**WHAT THE TASK ASKS**
Retype the data that follows, keeping every character the same.

[[ EXERCISE DATA open ]]

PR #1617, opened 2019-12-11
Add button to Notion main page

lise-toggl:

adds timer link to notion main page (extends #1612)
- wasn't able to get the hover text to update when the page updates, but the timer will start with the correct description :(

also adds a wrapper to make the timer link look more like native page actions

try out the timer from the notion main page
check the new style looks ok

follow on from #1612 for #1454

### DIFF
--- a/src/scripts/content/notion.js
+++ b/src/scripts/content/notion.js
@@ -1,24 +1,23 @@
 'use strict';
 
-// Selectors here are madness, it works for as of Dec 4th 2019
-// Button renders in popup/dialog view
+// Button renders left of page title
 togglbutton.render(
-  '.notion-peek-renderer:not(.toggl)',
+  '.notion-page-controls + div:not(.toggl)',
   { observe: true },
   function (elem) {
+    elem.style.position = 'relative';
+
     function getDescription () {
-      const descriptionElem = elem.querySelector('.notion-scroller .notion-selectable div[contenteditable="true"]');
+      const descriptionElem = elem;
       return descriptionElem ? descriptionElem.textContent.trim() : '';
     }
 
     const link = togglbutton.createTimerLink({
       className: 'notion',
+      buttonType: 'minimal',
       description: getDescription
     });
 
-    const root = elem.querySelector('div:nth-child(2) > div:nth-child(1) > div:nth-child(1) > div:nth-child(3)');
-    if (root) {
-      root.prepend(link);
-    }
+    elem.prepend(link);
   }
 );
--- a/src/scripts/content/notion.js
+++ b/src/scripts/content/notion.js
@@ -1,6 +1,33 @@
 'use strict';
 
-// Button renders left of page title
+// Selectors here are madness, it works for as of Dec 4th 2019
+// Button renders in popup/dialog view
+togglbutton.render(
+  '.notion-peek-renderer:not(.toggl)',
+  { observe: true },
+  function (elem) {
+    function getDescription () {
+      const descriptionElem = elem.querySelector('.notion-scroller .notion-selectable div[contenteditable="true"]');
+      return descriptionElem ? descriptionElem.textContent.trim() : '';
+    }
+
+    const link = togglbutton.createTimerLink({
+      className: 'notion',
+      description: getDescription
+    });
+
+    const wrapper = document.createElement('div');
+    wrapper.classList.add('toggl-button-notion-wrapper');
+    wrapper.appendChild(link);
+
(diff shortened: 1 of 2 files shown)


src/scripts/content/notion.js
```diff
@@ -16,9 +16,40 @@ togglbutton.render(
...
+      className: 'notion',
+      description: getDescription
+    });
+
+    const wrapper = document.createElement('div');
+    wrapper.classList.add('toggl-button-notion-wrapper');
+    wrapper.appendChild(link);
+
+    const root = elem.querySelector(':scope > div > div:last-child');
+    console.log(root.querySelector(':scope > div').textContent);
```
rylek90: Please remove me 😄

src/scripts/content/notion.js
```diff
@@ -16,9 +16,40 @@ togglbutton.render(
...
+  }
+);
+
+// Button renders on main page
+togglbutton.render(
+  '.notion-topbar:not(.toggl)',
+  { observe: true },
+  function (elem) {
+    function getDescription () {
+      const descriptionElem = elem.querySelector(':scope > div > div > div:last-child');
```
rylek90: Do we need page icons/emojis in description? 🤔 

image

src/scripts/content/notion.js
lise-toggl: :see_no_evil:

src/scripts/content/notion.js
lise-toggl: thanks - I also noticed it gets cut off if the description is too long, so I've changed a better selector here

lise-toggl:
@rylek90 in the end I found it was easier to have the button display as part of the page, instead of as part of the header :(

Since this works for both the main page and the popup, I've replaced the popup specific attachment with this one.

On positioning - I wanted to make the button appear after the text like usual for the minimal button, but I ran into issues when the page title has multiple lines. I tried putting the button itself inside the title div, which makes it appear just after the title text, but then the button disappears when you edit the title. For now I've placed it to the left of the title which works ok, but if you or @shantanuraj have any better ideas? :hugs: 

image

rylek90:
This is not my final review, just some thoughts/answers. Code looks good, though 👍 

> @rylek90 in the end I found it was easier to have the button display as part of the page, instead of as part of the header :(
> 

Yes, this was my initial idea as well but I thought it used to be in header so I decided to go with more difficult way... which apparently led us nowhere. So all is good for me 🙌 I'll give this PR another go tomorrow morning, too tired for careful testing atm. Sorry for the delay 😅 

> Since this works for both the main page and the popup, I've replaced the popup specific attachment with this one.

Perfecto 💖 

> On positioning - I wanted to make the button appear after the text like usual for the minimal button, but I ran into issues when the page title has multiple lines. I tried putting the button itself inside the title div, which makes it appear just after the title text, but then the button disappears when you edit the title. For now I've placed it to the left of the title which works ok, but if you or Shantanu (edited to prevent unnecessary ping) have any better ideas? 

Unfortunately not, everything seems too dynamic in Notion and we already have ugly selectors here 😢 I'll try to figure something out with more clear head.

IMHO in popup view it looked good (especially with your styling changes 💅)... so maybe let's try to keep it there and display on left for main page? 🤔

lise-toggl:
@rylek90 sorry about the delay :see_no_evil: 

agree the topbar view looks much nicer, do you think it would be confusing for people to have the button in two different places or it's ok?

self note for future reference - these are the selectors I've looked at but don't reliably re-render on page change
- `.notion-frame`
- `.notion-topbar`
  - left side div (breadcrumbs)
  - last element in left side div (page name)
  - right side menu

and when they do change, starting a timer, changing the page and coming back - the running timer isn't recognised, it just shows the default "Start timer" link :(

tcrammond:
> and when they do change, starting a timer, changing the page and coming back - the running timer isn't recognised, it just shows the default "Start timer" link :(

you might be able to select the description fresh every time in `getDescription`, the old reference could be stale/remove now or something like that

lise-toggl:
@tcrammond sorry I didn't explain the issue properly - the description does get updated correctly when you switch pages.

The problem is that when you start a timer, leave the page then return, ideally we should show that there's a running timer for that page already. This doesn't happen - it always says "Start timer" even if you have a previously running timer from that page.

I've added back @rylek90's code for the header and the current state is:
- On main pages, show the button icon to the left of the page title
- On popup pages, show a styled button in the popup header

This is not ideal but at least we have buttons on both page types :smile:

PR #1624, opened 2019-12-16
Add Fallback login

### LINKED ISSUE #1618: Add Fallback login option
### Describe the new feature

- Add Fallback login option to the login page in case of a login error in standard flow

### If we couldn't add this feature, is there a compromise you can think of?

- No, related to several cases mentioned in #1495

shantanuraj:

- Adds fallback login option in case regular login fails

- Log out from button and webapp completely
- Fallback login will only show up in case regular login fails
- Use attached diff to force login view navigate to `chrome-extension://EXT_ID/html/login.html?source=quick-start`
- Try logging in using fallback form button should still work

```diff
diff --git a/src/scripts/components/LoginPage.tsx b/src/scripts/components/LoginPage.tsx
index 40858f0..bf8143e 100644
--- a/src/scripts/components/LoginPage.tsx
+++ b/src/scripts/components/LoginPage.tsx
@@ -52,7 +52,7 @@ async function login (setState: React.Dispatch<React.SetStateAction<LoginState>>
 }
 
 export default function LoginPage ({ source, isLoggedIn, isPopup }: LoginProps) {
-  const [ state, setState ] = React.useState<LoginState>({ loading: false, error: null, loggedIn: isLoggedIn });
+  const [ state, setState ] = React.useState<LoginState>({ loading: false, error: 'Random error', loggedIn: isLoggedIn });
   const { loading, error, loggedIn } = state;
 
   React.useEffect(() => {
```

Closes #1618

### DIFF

[[ EXERCISE DATA closed ]]

**YOUR SOLUTION**
PR #1617, opened 2019-12-11
Add button to Notion main page

lise-toggl:

adds timer link to notion main page (extends #1612)
- wasn't able to get the hover text to update when the page updates, but the timer will start with the correct description :(

also adds a wrapper to make the timer link look more like native page actions

try out the timer from the notion main page
check the new style looks ok

follow on from #1612 for #1454

### DIFF
--- a/src/scripts/content/notion.js
+++ b/src/scripts/content/notion.js
@@ -1,24 +1,23 @@
 'use strict';
 
-// Selectors here are madness, it works for as of Dec 4th 2019
-// Button renders in popup/dialog view
+// Button renders left of page title
 togglbutton.render(
-  '.notion-peek-renderer:not(.toggl)',
+  '.notion-page-controls + div:not(.toggl)',
   { observe: true },
   function (elem) {
+    elem.style.position = 'relative';
+
     function getDescription () {
-      const descriptionElem = elem.querySelector('.notion-scroller .notion-selectable div[contenteditable="true"]');
+      const descriptionElem = elem;
       return descriptionElem ? descriptionElem.textContent.trim() : '';
     }
 
     const link = togglbutton.createTimerLink({
       className: 'notion',
+      buttonType: 'minimal',
       description: getDescription
     });
 
-    const root = elem.querySelector('div:nth-child(2) > div:nth-child(1) > div:nth-child(1) > div:nth-child(3)');
-    if (root) {
-      root.prepend(link);
-    }
+    elem.prepend(link);
   }
 );
--- a/src/scripts/content/notion.js
+++ b/src/scripts/content/notion.js
@@ -1,6 +1,33 @@
 'use strict';
 
-// Button renders left of page title
+// Selectors here are madness, it works for as of Dec 4th 2019
+// Button renders in popup/dialog view
+togglbutton.render(
+  '.notion-peek-renderer:not(.toggl)',
+  { observe: true },
+  function (elem) {
+    function getDescription () {
+      const descriptionElem = elem.querySelector('.notion-scroller .notion-selectable div[contenteditable="true"]');
+      return descriptionElem ? descriptionElem.textContent.trim() : '';
+    }
+
+    const link = togglbutton.createTimerLink({
+      className: 'notion',
+      description: getDescription
+    });
+
+    const wrapper = document.createElement('div');
+    wrapper.classList.add('toggl-button-notion-wrapper');
+    wrapper.appendChild(link);
+
(diff shortened: 1 of 2 files shown)


src/scripts/content/notion.js
```diff
@@ -16,9 +16,40 @@ togglbutton.render(
...
+      className: 'notion',
+      description: getDescription
+    });
+
+    const wrapper = document.createElement('div');
+    wrapper.classList.add('toggl-button-notion-wrapper');
+    wrapper.appendChild(link);
+
+    const root = elem.querySelector(':scope > div > div:last-child');
+    console.log(root.querySelector(':scope > div').textContent);
```
rylek90: Please remove me 😄

src/scripts/content/notion.js
```diff
@@ -16,9 +16,40 @@ togglbutton.render(
...
+  }
+);
+
+// Button renders on main page
+togglbutton.render(
+  '.notion-topbar:not(.toggl)',
+  { observe: true },
+  function (elem) {
+    function getDescription () {
+      const descriptionElem = elem.querySelector(':scope > div > div > div:last-child');
```
rylek90: Do we need page icons/emojis in description? 🤔 

image

src/scripts/content/notion.js
lise-toggl: :see_no_evil:

src/scripts/content/notion.js
lise-toggl: thanks - I also noticed it gets cut off if the description is too long, so I've changed a better selector here

lise-toggl:
@rylek90 in the end I found it was easier to have the button display as part of the page, instead of as part of the header :(

Since this works for both the main page and the popup, I've replaced the popup specific attachment with this one.

On positioning - I wanted to make the button appear after the text like usual for the minimal button, but I ran into issues when the page title has multiple lines. I tried putting the button itself inside the title div, which makes it appear just after the title text, but then the button disappears when you edit the title. For now I've placed it to the left of the title which works ok, but if you or @shantanuraj have any better ideas? :hugs: 

image

rylek90:
This is not my final review, just some thoughts/answers. Code looks good, though 👍 

> @rylek90 in the end I found it was easier to have the button display as part of the page, instead of as part of the header :(
> 

Yes, this was my initial idea as well but I thought it used to be in header so I decided to go with more difficult way... which apparently led us nowhere. So all is good for me 🙌 I'll give this PR another go tomorrow morning, too tired for careful testing atm. Sorry for the delay 😅 

> Since this works for both the main page and the popup, I've replaced the popup specific attachment with this one.

Perfecto 💖 

> On positioning - I wanted to make the button appear after the text like usual for the minimal button, but I ran into issues when the page title has multiple lines. I tried putting the button itself inside the title div, which makes it appear just after the title text, but then the button disappears when you edit the title. For now I've placed it to the left of the title which works ok, but if you or Shantanu (edited to prevent unnecessary ping) have any better ideas? 

Unfortunately not, everything seems too dynamic in Notion and we already have ugly selectors here 😢 I'll try to figure something out with more clear head.

IMHO in popup view it looked good (especially with your styling changes 💅)... so maybe let's try to keep it there and display on left for main page? 🤔

lise-toggl:
@rylek90 sorry about the delay :see_no_evil: 

agree the topbar view looks much nicer, do you think it would be confusing for people to have the button in two different places or it's ok?

self note for future reference - these are the selectors I've looked at but don't reliably re-render on page change
- `.notion-frame`
- `.notion-topbar`
  - left side div (breadcrumbs)
  - last element in left side div (page name)
  - right side menu

and when they do change, starting a timer, changing the page and coming back - the running timer isn't recognised, it just shows the default "Start timer" link :(

tcrammond:
> and when they do change, starting a timer, changing the page and coming back - the running timer isn't recognised, it just shows the default "Start timer" link :(

you might be able to select the description fresh every time in `getDescription`, the old reference could be stale/remove now or something like that

lise-toggl:
@tcrammond sorry I didn't explain the issue properly - the description does get updated correctly when you switch pages.

The problem is that when you start a timer, leave the page then return, ideally we should show that there's a running timer for that page already. This doesn't happen - it always says "Start timer" even if you have a previously running timer from that page.

I've added back @rylek90's code for the header and the current state is:
- On main pages, show the button icon to the left of the page title
- On popup pages, show a styled button in the popup header

This is not ideal but at least we have buttons on both page types :smile:

PR #1624, opened 2019-12-16
Add Fallback login

### LINKED ISSUE #1618: Add Fallback login option
### Describe the new feature

- Add Fallback login option to the login page in case of a login error in standard flow

### If we couldn't add this feature, is there a compromise you can think of?

- No, related to several cases mentioned in #1495

shantanuraj:

- Adds fallback login option in case regular login fails

- Log out from button and webapp completely
- Fallback login will only show up in case regular login fails
- Use attached diff to force login view navigate to `chrome-extension://EXT_ID/html/login.html?source=quick-start`
- Try logging in using fallback form button should still work

```diff
diff --git a/src/scripts/components/LoginPage.tsx b/src/scripts/components/LoginPage.tsx
index 40858f0..bf8143e 100644
--- a/src/scripts/components/LoginPage.tsx
+++ b/src/scripts/components/LoginPage.tsx
@@ -52,7 +52,7 @@ async function login (setState: React.Dispatch<React.SetStateAction<LoginState>>
 }
 
 export default function LoginPage ({ source, isLoggedIn, isPopup }: LoginProps) {
-  const [ state, setState ] = React.useState<LoginState>({ loading: false, error: null, loggedIn: isLoggedIn });
+  const [ state, setState ] = React.useState<LoginState>({ loading: false, error: 'Random error', loggedIn: isLoggedIn });
   const { loading, error, loggedIn } = state;
 
   React.useEffect(() => {
```

Closes #1618

### DIFF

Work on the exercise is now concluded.